— А ты кто такой?.. — оттолкнув Сашку-Зуба, вперёд шагнул основательный, крепкий мужичок — под стать самому Диме — в желтоватой штормовке, в сапогах. — А не пошёл ты на хер?!
— На хер? Вязать мохер? — подхватил весело Саврасов. — Мон шер, не хотите ли вместе со мной чесать мохер?.. — Он притворился пьяноватым, но, боюсь, поздно.
Человек в штормовке вскинул седоватую голову — заметил нашу «Ниву» и, как я понял по выражению его лица, увидел в сумерках машины и отсверкивающее стекло объектива.
— А это ещё кто там?! А ну отсюда!..
— Да? — Дима сделал значительный жест рукой, полез в правый карман рубашки и вынул «корочки» тележурналиста. Открыл, показал, сложил, аккуратно спрятал. И, обернувшись, махнул мне рукой: вылезай, да с камерой, с камерой.

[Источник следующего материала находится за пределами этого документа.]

PR #5651, opened 2026-08-31
feat(evals): categorise Kaapi models as recommended/all/deprecated

### LINKED ISSUE #5634: [Evals]: Showing recommended models and to be deprecated models in the model selection dropdown
### Summary

Since there are a ton of different models, to make it easier for the NGOs to choose the models, we can implement a recommendations on the models along with badges to help NGOs pick a model

### Requirements

1. Partition the dropdown into - "recommended" models and add a helper text to share where the model is best suited for. Provide the following models in the recommended category

Image

3. Partition or provide the indication for the models that will be deprecated 

Image

5. Make gpt-5.6-luna as the default selection
6. Add the link to GPT models/compare page for NGOs to perform further comparison of models

Image

### Acceptance Criteria

The front end should match the designs and model recommendations shared.

AkhileshNegi:
## Summary
 Target issue is #5634

The model dropdown currently lists the entire Kaapi catalog as a flat list, which makes it hard for NGOs to choose a model. This annotates each model returned by Kaapi so the frontend can partition the dropdown into **Recommended**, **All models** and **To be deprecated**.

| Category | Models | Badge |
|---|---|---|
| Recommended | `gpt-5.6-luna` | Best value |
| | `gpt-5-nano` | Fastest |
| | `gpt-5-mini` | Budget |
| | `gpt-5.6-terra` | All-rounder |
| | `gpt-5.4` | All-rounder |
| To be deprecated | `gpt-4o`, `gpt-4o-mini` | Deprecating |
| All models | everything else Kaapi returns | — |

`kaapiModels` gains exactly two fields — `category` (`recommended` / `all` / `to_be_deprecated`) and `badge` — with models ordered recommended (curated order) → all (alphabetical) → to-be-deprecated, so the frontend can group consecutive runs without sorting.

`to_be_deprecated` rather than `deprecated`: these models still work, and the badge is a prompt to migrate soon rather than a statement that they have already been removed.

### Design notes

- **`list_models/1` is unchanged.** It has a second caller (`kaapi.ex:355`, deriving effort/temperature defaults) and it backs a 6h global cache. Enrichment happens on read via a new `list_models_with_metadata/1`, so changing the curated list takes effect without a cache flush.
- **Annotate only, never inject.** A curated model that Kaapi does not return will not appear in the dropdown, so a stale curated name fails safe rather than offering a model the provider will not serve.
- **No `isDefault` field.** A boolean that is true on exactly one row models a scalar as a column. The list is already ordered with the recommended models first, so the frontend picks the preselection from it.

### The default model is deliberately unchanged

Requirement 5 (make `gpt-5.6-luna` the default selection) is **not** implemented here. `Glific.Assistants` had a hardcoded `@default_model "gpt-4o"` used whenever a caller supplies no model, and changing it would alter what every such assistant is persisted with — a breaking change that does not belong in a dropdown-presentation PR.

Instead the constant moved to `Kaapi.default_model/0`, still returning `gpt-4o`, so making the switch later is a one-line change in one file. Runtime behaviour is identical to `master`.

Note the visible consequence: until that switch, the preselected model is one the dropdown also badges "Deprecating".

### Not included

- **Requirement 5** — default selection, deferred as above.
- **Requirement 6** (link to the model compare page) is a single static URL rather than per-model data, so it belongs in the frontend as a constant — no backend field added.
- **Requirement 1's helper text** ("where the model is best suited for"): the designs show badges only, so this ships badge-only. Send the five helper strings and I'll add a field for them.

## Checklist

## Notes

No new API — this extends the existing `kaapiModels` query, and `assets/gql/ai_evaluations/list_kaapi_models.gql` is updated to match.

Verification: 216 tests pass across `assistants_test.exs`, `kaapi_test.exs` and `ai_evaluations_test.exs`; `mix format --check-formatted` and `mix credo --strict` are clean (the one remaining strict suggestion pre-exists on `master` in an unrelated file).

New tests cover category annotation, ordering across all three buckets, curated-but-absent models not being injected, the default model staying at `gpt-4o`, and error propagation.

### DIFF
--- a/lib/glific/third_party/kaapi.ex
+++ b/lib/glific/third_party/kaapi.ex
@@ -321,7 +321,7 @@ defmodule Glific.ThirdParty.Kaapi do
 
   @spec build_config_blob(map(), list(String.t()), non_neg_integer()) :: map()
   defp build_config_blob(params, knowledge_base_ids, organization_id) do
-    model = params.model || "gpt-4o"
+    model = params.model || default_model()
 
     base_params = %{
       "model" => model,
@@ -989,8 +989,7 @@ defmodule Glific.ThirdParty.Kaapi do
   def default_model, do: @default_model
 
   @doc """
-  List active Kaapi models annotated with `category` and `badge`, ordered recommended first,
-  then the rest alphabetically, then the ones NGOs should migrate off.
+  List active Kaapi models annotated with `category` and `badge`, in dropdown display order.
   """
   @spec list_models_with_metadata(non_neg_integer()) :: {:ok, list(map())} | {:error, any()}
   def list_models_with_metadata(organization_id) do
@@ -1021,7 +1020,7 @@ defmodule Glific.ThirdParty.Kaapi do
     Enum.sort_by(models, fn %{model_name: model_name, category: category} ->
       case category do
         "recommended" ->
-          {0, Enum.find_index(@recommended_models, &(elem(&1, 0) == model_name)), ""}
+          {0, recommended_index(model_name), ""}
 
         "all" ->
           {1, 0, model_name}
@@ -1030,6 +1029,12 @@ defmodule Glific.ThirdParty.Kaapi do
           {2, 0, model_name}
       end
     end)
+  end
+
+  @spec recommended_index(String.t()) :: non_neg_integer()
+  defp recommended_index(model_name) do
+    Enum.find_index(@recommended_models, &(elem(&1, 0) == model_name)) ||
+      length(@recommended_models)
   end
 
   @spec fetch_and_cache_models(non_neg_integer(), tuple()) :: {:ok, list(map())} | {:error, any()}
--- a/lib/glific/third_party/kaapi.ex
+++ b/lib/glific/third_party/kaapi.ex
@@ -975,18 +975,22 @@ defmodule Glific.ThirdParty.Kaapi do
     {"gpt-5.6-terra", "All-rounder"},
     {"gpt-5.4", "All-rounder"}
   ]
-  @deprecated_models ~w(gpt-4o gpt-4o-mini)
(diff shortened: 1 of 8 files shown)


lib/glific/third_party/kaapi.ex
```diff
@@ -968,6 +968,70 @@ defmodule Glific.ThirdParty.Kaapi do
...
+
+    Map.merge(model, metadata)
+  end
+
+  @spec sort_models(list(map())) :: list(map())
+  defp sort_models(models) do
+    Enum.sort_by(models, fn %{model_name: model_name, category: category} ->
+      case category do
+        "recommended" ->
+          {0, Enum.find_index(@recommended_models, &(elem(&1, 0) == model_name)), ""}
```
priyanshu6238: it will returns nil if the model isn't found.
- So a "recommended" model that isn't actually present in @recommended_models gets:
{0, nil, ""}
- That can lead to surprising behavior because nil is not an integer index. If every "recommended" model is guaranteed to exist in @recommended_models, then we are fine.

test/glific/third_party/kaapi_test.exs
```diff
@@ -341,6 +341,83 @@ defmodule Glific.ThirdParty.KaapiTest do
...
+        "gpt-4o",
+        "gpt-5.4",
+        "gpt-5.2-pro",
+        "gpt-5-mini",
+        "gpt-5.6-luna"
+      ])
+
+      assert {:ok, models} = Kaapi.list_models_with_metadata(1)
+
+      assert Enum.map(models, & &1.model_name) == [
```
priyanshu6238: Can we assert the badge and category as well?

priyanshu6238 (approved):
Approving with a comment.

Я старый человек, бояться мне уже поздно чего-либо, но всё же вышел я из машины с неприятным ощущением на языке — словно предстояло лягушку глотать. Очень мне не нравились милицейские штаны сторожа, да и трое молчаливых строителей — у одного в руке топорик, у другого длинная выдерга, у третьего палка. В эти минуты моя неприязнь к Туеву как-то потускнела, ушла в прошлое, чёрт с ним с Туевым, подумал я. Уехать бы нам отсюда подобру-поздорову.
— Так это Николай Петрович!.. — вдруг радостно заорал беззубый Сашка и запрыгал перед дружками. — Он знаете какой весёлый! Петрович, спой частушку! Это учёный, учёный … — Зуб был как всегда пьян, ватная фуфайка нараспашку, на босых ногах тапки, он мычал от нехватки слов, заливисто смеялся чёрным ртом, стараясь втолковать строителям, что я не опасен.

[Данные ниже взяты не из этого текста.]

PR #5654, opened 2026-08-31
fix(bigquery): stop the duplicate-removal query from timing out early

### LINKED ISSUE #5655: BigQuery duplicate-removal job times out early due to Hackney's default recv_timeout, not BigQuery's own budget
## Problem

The daily duplicate-removal job (`BigQuery.make_job_to_remove_duplicate/2`) intermittently fails with `:timeout` in production — not for one organization, but broadly, across 30+ organizations within a single run of the daily sweep.

## Root cause

```elixir
GoogleApi.BigQuery.V2.Api.Jobs.bigquery_jobs_query(conn, project_id,
  body: %{query: sql, useLegacySql: false, timeoutMs: 120_000}
)
```

`timeoutMs: 120_000` only tells BigQuery's own server how long it may keep running the query — it has no effect on how long our own HTTP client waits for a response. This call passes no explicit `recv_timeout`, so it silently falls back to Hackney's short default, which aborts and reports `:timeout` well before BigQuery's 120-second allowance is ever used.

The obvious-looking fix — passing `opts: [adapter: [recv_timeout: ...]]` as the 4th argument to `bigquery_jobs_query/4` — doesn't actually work: that function only forwards its `opts` argument to `Response.decode/2` (response parsing, which runs *after* the request already completed), never to the request itself. There's no per-call adapter-timeout hook exposed through that generated function.

## Impact

- Duplicate-removal silently fails for affected organizations, so BigQuery duplicate accumulation is never actually cleaned up for them.
- Noisy, repeated error logs every day for the same set of organizations.

## Fix

Call the connection's own Tesla `request/2` directly (bypassing the generated `bigquery_jobs_query/4` wrapper for just this one call), which does respect `opts: [adapter: [recv_timeout: ...]]` — the same mechanism every other timeout-sensitive Tesla call in this codebase already uses:

```elixir
Connection.request(conn,
  url: "/bigquery/v2/projects/#{URI.encode(project_id, &URI.char_unreserved?/1)}/queries",
  method: :post,
  body: %{query: sql, useLegacySql: false, timeoutMs: 120_000},
  opts: [adapter: [recv_timeout: 130_000]]
)
|> GoogleApi.Gax.Response.decode(struct: %GoogleApi.BigQuery.V2.Model.QueryResponse{})
```

`130_000` leaves a 10-second margin over the 120-second budget already requested from BigQuery. Scoped to only this one call — every other BigQuery call, and every other integration in the app, is unaffected.

## Testing

- Added a test asserting the real `Tesla.Env` sent to the adapter carries `recv_timeout: 130_000`, plus regression checks on the endpoint and `timeoutMs`.
- Verified manually against a real BigQuery sandbox table (~2.6M rows, heavily duplicated) — confirmed the fixed path still decodes a real success response correctly and removes duplicates as expected.

priyanshu6238:
### Root cause
```
GoogleApi.BigQuery.V2.Api.Jobs.bigquery_jobs_query(conn, project_id,
  body: %{query: sql, useLegacySql: false, timeoutMs: 120_000}
)
```

- timeoutMs: 120_000 only tells BigQuery's own server how long it may keep running the query — it has no effect on how long our own HTTP client waits for a response. The call passes no explicit recv_timeout, so it silently fell back to Hackney's short default, which aborts and reports :timeout well before BigQuery's 120-second allowance is ever used.
- The obvious-looking fix — passing opts: [adapter: [recv_timeout: ...]] as the 4th argument to bigquery_jobs_query/4 — doesn't actually work: that function only forwards its opts argument to Response.decode/2 (response parsing, which runs after the request already completed), never to the request itself. There's no way to set a per-call adapter timeout through that generated function as written.

### Fix

- Call the connection's own Tesla request/2 directly (bypassing the generated bigquery_jobs_query/4 wrapper for just this one call), which does respect opts: [adapter: [recv_timeout: ...]] — the same mechanism every other timeout-sensitive Tesla call in this codebase already uses:

```
Connection.request(conn,
  url: "/bigquery/v2/projects/#{URI.encode(project_id, &URI.char_unreserved?/1)}/queries",
  method: :post,
  body: %{query: sql, useLegacySql: false, timeoutMs: 120_000},
  opts: [adapter: [recv_timeout: 130_000]]
)
|> GoogleApi.Gax.Response.decode(struct: %GoogleApi.BigQuery.V2.Model.QueryResponse{})
```

- 130_000 leaves a 10-second margin over the 120-second budget already requested from BigQuery. This is scoped to only this one expensive call — every other BigQuery call, and every other integration in the app, is unaffected.

### DIFF
--- a/lib/glific/third_party/bigquery/bigquery.ex
+++ b/lib/glific/third_party/bigquery/bigquery.ex
@@ -1074,7 +1074,7 @@ defmodule Glific.BigQuery do
           url: "/bigquery/v2/projects/#{URI.encode(project_id, &URI.char_unreserved?/1)}/queries",
           method: :post,
           body: %{query: sql, useLegacySql: false, timeoutMs: 120_000},
-          opts: [adapter: [recv_timeout: 130_000]]
+          opts: [adapter: [recv_timeout: bigquery_dedup_recv_timeout_ms()]]
         )
         |> Response.decode(struct: %GoogleApi.BigQuery.V2.Model.QueryResponse{})
         |> handle_duplicate_removal_job_error(table, credentials, organization_id)
@@ -1085,6 +1085,10 @@ defmodule Glific.BigQuery do
         :ok
     end
   end
+
+  @spec bigquery_dedup_recv_timeout_ms() :: pos_integer()
+  defp bigquery_dedup_recv_timeout_ms,
+    do: Application.get_env(:glific, :bigquery_dedup_recv_timeout_ms, 120_000)
 
   @spec generate_duplicate_removal_query(String.t(), map(), non_neg_integer) :: String.t()
   defp generate_duplicate_removal_query(table, credentials, organization_id) do
--- a/lib/glific/third_party/bigquery/bigquery.ex
+++ b/lib/glific/third_party/bigquery/bigquery.ex
@@ -79,6 +79,8 @@ defmodule Glific.BigQuery do
     Connection
   }
 
+  alias GoogleApi.Gax.Response
+
   @bigquery_tables %{
     "contacts" => :contact_schema,
     "contact_histories" => :contact_history_schema,
@@ -1074,7 +1076,7 @@ defmodule Glific.BigQuery do
           body: %{query: sql, useLegacySql: false, timeoutMs: 120_000},
           opts: [adapter: [recv_timeout: 130_000]]
         )
-        |> GoogleApi.Gax.Response.decode(struct: %GoogleApi.BigQuery.V2.Model.QueryResponse{})
+        |> Response.decode(struct: %GoogleApi.BigQuery.V2.Model.QueryResponse{})
         |> handle_duplicate_removal_job_error(table, credentials, organization_id)
 
       _ ->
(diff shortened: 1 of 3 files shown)


lib/glific/third_party/bigquery/bigquery.ex
```diff
@@ -1061,10 +1063,20 @@ defmodule Glific.BigQuery do
...
+        ## the response. `Api.Jobs.bigquery_jobs_query/4` never forwards an `opts:` you pass
+        ## it to the actual request (its own `opts` param only reaches response decoding),
+        ## so we call the connection's Tesla `request/2` directly here - the same connection
+        ## and middleware `bigquery_jobs_query/4` uses internally - to set an explicit
+        ## `recv_timeout` that actually covers the 120s we're asking BigQuery for.
+        Connection.request(conn,
+          url: "/bigquery/v2/projects/#{URI.encode(project_id, &URI.char_unreserved?/1)}/queries",
+          method: :post,
+          body: %{query: sql, useLegacySql: false, timeoutMs: 120_000},
+          opts: [adapter: [recv_timeout: bigquery_dedup_recv_timeout_ms()]]
```
rvignesh89: - Can you make Tesla timeout longer than BQ timeout, otherwise it'll fail
- Also move BQ timeout to the configuration as we might need to edit that as well

rvignesh89 (approved):
Approving with comments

Но его трезвые товарищи отчуждённо молчали, стоя полукругом. И сторож наконец меня, кажется, узнал.
— Стой там, — сказал жёстко Дима. — И снимай. Я, господа, представляю здесь студию «Глаза в глаза». Наверное, слышали… Вопрос: вы знаете, кому строите дачу, точнее — коттедж?

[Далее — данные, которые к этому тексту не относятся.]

Issue #5608, opened 2026-08-25
[glific-ai]: Run a request end to end with one fixed capability


akanshaaa19:
Part of #5368 · Depends on #5607

## Description

Connect the pieces so a request runs end to end: it is queued, the AI reasons and reads account data as needed, and an answer is recorded against the conversation. One capability, fixed in code rather than selected, to prove the path works before routing is added. Behind the feature flag, with no interface yet.

## Acceptance Criteria

- A request runs asynchronously and its result is stored against the conversation
- The AI can make several reads within one request before answering
- A follow-up request within the same conversation retains earlier context
- Cost and outcome are recorded per request
- A request has a bounded number of steps and a cost ceiling; on reaching either it stops and records the reason
- Failures are recorded as failed requests with a reason, and are visible

## Edge cases

- The AI loops without converging — the bound must stop it
- A request that exceeds its time limit
- Two requests in the same conversation at once

## Open Questions

- What are the initial step and cost ceilings per request?

PR #5656, opened 2026-08-31
[glific-ai]: Read-only tools for organisation data

### LINKED ISSUE #5607: [glific-ai]: Read-only access to organisation data
Part of #5368 · Depends on #5606

## Description

Provide Glific AI with a defined set of read operations over an organisation's own data — flows, templates, contacts, configuration — enforced as read-only. This is the only route by which Glific AI obtains account data.

## Acceptance Criteria

- Each read operation declares a name, a description of when it applies, and its parameters
- Read operations cannot modify data under any circumstances
- Reads are scoped to the requesting user's organisation and permissions
- A read that fails returns an explanatory result rather than aborting the request
- Adding a further read operation requires no change to any other component

## Edge cases

- A read returning a very large result
- A user whose role does not permit the underlying data
- A referenced record that no longer exists

## Open Questions

None

akanshaaa19:
**22 tools across 10 feature modules** — flows, contacts, messages, templates, groups, forms, triggers, assistants, the organisation, and reference lookups. No model or agent loop here: this is the data-access layer and its guarantees. #5608 wires it to a provider so a model can choose among them.

## The gateway

`Glific.AI.Tools.run/4` is the only entry point, so a new tool cannot forget the rules:

- **Runs as the person who asked**, never the organisation's root user, which is what a background job would otherwise leave installed. Their organisation is theirs, so no tool can reach another tenant's data. Their *role* restricts little in practice — `AccessControl` filters only flows, collections and triggers, and only for a user holding no built-in role in an organisation with role permissions on. The assistant is therefore not a way around role permissions, but nor is it a second place they are enforced.

- **Depth as a parameter.** `get_flow(include: ["contacts","counts","results","webhooks"])` answers "explain this flow" with no includes and "why is it broken" with all four, in one call instead of four. `get_contact(include: [...])` likewise covers history, messages, profiles, tickets and certificates. Each include is its own query, so the narrow ask pays nothing extra.

- **One tool per intent.** Nine lookups — tags, flow labels, contact fields, languages, collections, saved searches, certificate templates, global fields, roles — all answer *what exists and what is it called*, so they share `list_reference(kind:)`.

- **Composites only where there is no narrow ask.** `platform_health` returns providers, notifications and BigQuery sync together, because "nothing is going out" always needs all three.

## Privacy

- Contact phone numbers leave masked, in the same form the contact page shows.
- Credential values are never returned. `platform_health` gives provider name, group, `is_active` and `is_valid`; a test asserts no `keys` or `secrets`.


lib/glific/ai/tools.ex
```diff
@@ -0,0 +1,157 @@
...
+    try do
+      read(module, name, args)
+    rescue
+      exception ->
+        Glific.log_exception(exception)
+        {:error, "The lookup failed: #{Exception.message(exception)}"}
+    after
+      restore(caller)
+    end
+  end
```
rvignesh89, line 128: Could you explain why we need to explicitly set this here because we would already in the subdomain plug right?

lib/glific/ai/tools.ex
```diff
@@ -0,0 +1,157 @@
...
+
+  @spec read(module(), String.t(), map()) :: {:ok, term()} | {:error, String.t()}
+  defp read(module, name, args) do
+    Repo.transaction(fn ->
+      Repo.query!("SET LOCAL transaction_read_only = on")
```
rvignesh89, line 133: Makes sense

test/glific/ai/tools_test.exs
```diff
@@ -0,0 +1,510 @@
...
+    test "the caller keeps its own identity after a lookup", %{user: user} do
+      before_user = Repo.get_current_user()
+      before_org = Repo.get_organization_id()
+      refute before_user.id == user.id
+
+      assert {:ok, _} = Tools.run("list_flows", %{}, user)
+
+      assert Repo.get_current_user().id == before_user.id
+      assert Repo.get_organization_id() == before_org
+    end
```
rvignesh89: Didn't quite understand why this is needed

lib/glific/ai/tools.ex
akanshaaa19: because agent runs in oban which sets the org's root user. and we want the tool calling using the current user who is asking the question.

akanshaaa19: restore is not needed here i think

lib/glific/ai/tools/assistants.ex
```diff
@@ -0,0 +1,194 @@
...
+
+  @doc "Reads one assistant lookup: the assistants, one assistant's configuration, or the evaluations scoring them."
+  @impl Glific.AI.Tool
+  @spec run(String.t(), map()) :: {:ok, term()} | {:error, String.t()}
+  def run("list_assistants", args) do
+    assistants =
+      Assistant
+      |> maybe_named(args[:name])
+      |> order_by([a], desc: a.inserted_at)
+      |> limit(^min(args[:limit], 100))
```
rvignesh89, line 97: If we return only 100 and lets say the org has more than that, how would we fetch the others?

lib/glific/ai/tools/assistants.ex
```diff
@@ -0,0 +1,194 @@
...
+          id: &1.id,
+          name: &1.name,
+          status: &1.status,
+          failure_reason: &1.failure_reason,
+          results: &1.results,
+          golden_qa_id: &1.golden_qa_id,
+          assistant_config_version_id: &1.assistant_config_version_id,
+          inserted_at: &1.inserted_at
+        }
+      )
```
rvignesh89, line 132: Slight concerns with this mapping logic because if we change the schema its possible for us to miss out on this. I think it makes sense to move this into the AIEvaluations object iteslf in a function like AIEvaluations.list_for_mcp which inturns call the list endpoint.

lib/glific/ai/tools/assistants.ex
```diff
@@ -0,0 +1,194 @@
...
+      assistant -> {:ok, with_config(assistant, args[:include])}
+    end
+  end
+
+  def run("list_evaluations", args) do
+    filter = if args[:status], do: %{status: args[:status]}, else: %{}
+
+    evaluations =
+      %{filter: filter, opts: %{limit: min(args[:limit], 100), offset: 0, order: :desc}}
+      |> AIEvaluations.list_ai_evaluations()
```
rvignesh89, line 120:
```suggestion
      |> AIEvaluations.list()
```
naming seems redundant.

lib/glific/ai/tools/assistants.ex
rvignesh89: This might be okay if we have a test which validates all the fields that are returned

lib/glific/ai/tools/triggers.ex
```diff
@@ -0,0 +1,54 @@
+defmodule Glific.AI.Tools.Triggers do
+  @moduledoc """
+  Reads the scheduled triggers that start flows: what each one starts, how often,
+  and when it is next due.
+  """
+
+  alias Glific.Triggers
```
rvignesh89, line 7: Didn't see a test for the triggers action

priv/repo/migrations/20260902000000_add_indexes_for_glific_ai_reads.exs
```diff
@@ -0,0 +1,16 @@
...
+  @disable_migration_lock true
+
+  def change do
+    create_if_not_exists index(
+                           :message_broadcast_contacts,
+                           [:message_broadcast_id, :processed_at, :id],
+                           concurrently: true
+                         )
+
+    create_if_not_exists index(:wa_messages, [:wa_group_id, :inserted_at], concurrently: true)
```
rvignesh89, line 14: Why do we need these indexes?

test/glific/ai/tool_details_test.exs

Строители молчали. Водители грузовика и автокрана вылезли было из кабин, но снова вернулись на место.
— Не знаете. И это правильно. Вот у меня справка из мэрии, получена сегодня… — Он развернул её и подержал несколько секунд перед седым мужичком в штормовке. — Вы тут главный, самый умный? Смотрите. Двадцатый участок… а это — двадцатый участок!.. — не принадлежит никому. На кого же вы горбатитесь?
— Ты бы, парень, не дурачился, а то худо тебе будет, — процедил сторож.
— Помолчи, дурак!.. — оборвал его бригадир. И, улыбнувшись, спросил у Димы: — Ну и какое тебе дело? Мы пролетариат, нам платят — мы строим. Зовут его, кажется, Егор Егорыч. Или Сергей Сергеич?
— Но земля-то ничья. Стало быть, строительство незаконно?
— Стало быть, так, — смиренно согласился строитель. — Но мы-то при чём?! Пошли, парни, перекусим, пока они тут что-то ещё снимают…
Грузовик взвыл и уехал, хлопая неподнятыми бортами. Наверно, левачит здесь парень, испугался. Водитель автокрана выключил движок. Стало тихо.
Дима мне кивнул — я погасил камеру. Дима сел на зыбкую гору досок и закурил.
— Ну, что ж, подождём Иваныча. А пока я вам стихи народные почитаю… Хотите послушать? — И зычным баритоном, напоминающим государственный голос Левитана, начал: — Молитва сибиряка.
Рабочие остановились поодаль и, позёвывая, тоже примостились — кто на валяющемся брусе, кто на пластмассовом ящичке из-под бутылок. Бригадир закурил, невзрачноликий юноша, нёсший палку, достал из кармана конфету, а третий, с выдергой, так и сидел с ней, с тяжёлой, изогнутой на концах, ковыряя землю возле ног.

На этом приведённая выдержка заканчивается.